+++ Listed entries

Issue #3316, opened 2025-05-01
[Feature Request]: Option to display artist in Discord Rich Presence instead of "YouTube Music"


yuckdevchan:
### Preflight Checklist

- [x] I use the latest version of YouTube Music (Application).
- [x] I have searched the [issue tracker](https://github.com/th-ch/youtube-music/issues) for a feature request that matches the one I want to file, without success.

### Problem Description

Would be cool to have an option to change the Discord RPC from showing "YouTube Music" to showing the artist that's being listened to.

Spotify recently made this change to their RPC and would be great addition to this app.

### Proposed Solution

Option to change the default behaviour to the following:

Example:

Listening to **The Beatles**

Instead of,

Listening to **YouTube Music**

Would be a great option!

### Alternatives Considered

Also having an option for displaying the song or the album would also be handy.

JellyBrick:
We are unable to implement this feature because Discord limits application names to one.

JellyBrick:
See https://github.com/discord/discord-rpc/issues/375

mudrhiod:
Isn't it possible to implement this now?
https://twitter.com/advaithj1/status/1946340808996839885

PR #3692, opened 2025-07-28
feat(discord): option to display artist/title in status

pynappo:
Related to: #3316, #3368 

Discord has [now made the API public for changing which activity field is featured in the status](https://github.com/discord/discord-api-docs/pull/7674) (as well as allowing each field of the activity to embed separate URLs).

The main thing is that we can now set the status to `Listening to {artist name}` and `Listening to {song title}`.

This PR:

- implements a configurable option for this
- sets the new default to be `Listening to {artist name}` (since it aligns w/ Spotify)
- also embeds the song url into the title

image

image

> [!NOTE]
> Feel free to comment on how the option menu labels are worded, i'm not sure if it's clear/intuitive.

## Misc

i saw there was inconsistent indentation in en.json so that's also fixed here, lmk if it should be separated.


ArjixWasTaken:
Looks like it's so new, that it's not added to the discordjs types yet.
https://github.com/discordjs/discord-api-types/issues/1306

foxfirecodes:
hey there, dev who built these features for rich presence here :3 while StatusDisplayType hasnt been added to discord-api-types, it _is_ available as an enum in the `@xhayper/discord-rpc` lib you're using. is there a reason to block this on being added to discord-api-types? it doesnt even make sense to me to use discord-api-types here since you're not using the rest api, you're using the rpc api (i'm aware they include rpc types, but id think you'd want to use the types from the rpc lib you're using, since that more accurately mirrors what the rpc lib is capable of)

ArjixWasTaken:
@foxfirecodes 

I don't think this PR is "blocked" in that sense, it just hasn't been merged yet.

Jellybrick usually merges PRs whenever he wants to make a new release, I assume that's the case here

++++++
+++ Listed entries

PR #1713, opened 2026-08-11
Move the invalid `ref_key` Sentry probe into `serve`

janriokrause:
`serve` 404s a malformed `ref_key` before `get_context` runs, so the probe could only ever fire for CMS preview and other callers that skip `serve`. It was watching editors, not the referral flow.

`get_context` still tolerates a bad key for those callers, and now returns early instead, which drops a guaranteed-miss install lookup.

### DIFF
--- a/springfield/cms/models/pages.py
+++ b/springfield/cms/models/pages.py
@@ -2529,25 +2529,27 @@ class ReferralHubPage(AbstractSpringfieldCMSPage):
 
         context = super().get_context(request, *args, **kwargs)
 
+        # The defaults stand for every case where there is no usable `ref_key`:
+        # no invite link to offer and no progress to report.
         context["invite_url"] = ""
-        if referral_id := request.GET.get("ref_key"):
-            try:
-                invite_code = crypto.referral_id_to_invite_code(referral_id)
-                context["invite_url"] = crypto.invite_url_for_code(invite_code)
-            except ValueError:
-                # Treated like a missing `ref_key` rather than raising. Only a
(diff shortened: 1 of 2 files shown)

++++++
+++ Listed entries

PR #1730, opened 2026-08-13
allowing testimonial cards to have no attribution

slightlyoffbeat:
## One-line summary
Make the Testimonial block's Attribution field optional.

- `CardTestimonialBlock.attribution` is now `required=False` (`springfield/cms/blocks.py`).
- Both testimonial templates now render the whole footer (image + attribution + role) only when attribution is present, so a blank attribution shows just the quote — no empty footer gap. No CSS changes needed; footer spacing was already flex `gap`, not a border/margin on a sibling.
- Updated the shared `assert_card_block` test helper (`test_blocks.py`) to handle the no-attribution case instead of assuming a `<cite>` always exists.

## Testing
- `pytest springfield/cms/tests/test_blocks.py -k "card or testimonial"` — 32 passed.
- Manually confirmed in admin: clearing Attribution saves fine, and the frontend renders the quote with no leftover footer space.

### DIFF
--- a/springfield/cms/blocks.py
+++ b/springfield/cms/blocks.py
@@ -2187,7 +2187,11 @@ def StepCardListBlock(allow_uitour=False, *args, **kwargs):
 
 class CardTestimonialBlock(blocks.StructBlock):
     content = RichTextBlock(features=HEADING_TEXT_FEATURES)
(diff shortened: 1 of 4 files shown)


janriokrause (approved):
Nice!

++++++

The required answer is the run of lines above, starting at the line with "context = super().get_context(request, *args, **kwargs)" and ending at the line with "(diff shortened: 1 of 2 files shown)", reproduced exactly with both ends.

## Answer area
         context = super().get_context(request, *args, **kwargs)
 
+        # The defaults stand for every case where there is no usable `ref_key`:
+        # no invite link to offer and no progress to report.
         context["invite_url"] = ""
-        if referral_id := request.GET.get("ref_key"):
-            try:
-                invite_code = crypto.referral_id_to_invite_code(referral_id)
-                context["invite_url"] = crypto.invite_url_for_code(invite_code)
-            except ValueError:
-                # Treated like a missing `ref_key` rather than raising. Only a
(diff shortened: 1 of 2 files shown)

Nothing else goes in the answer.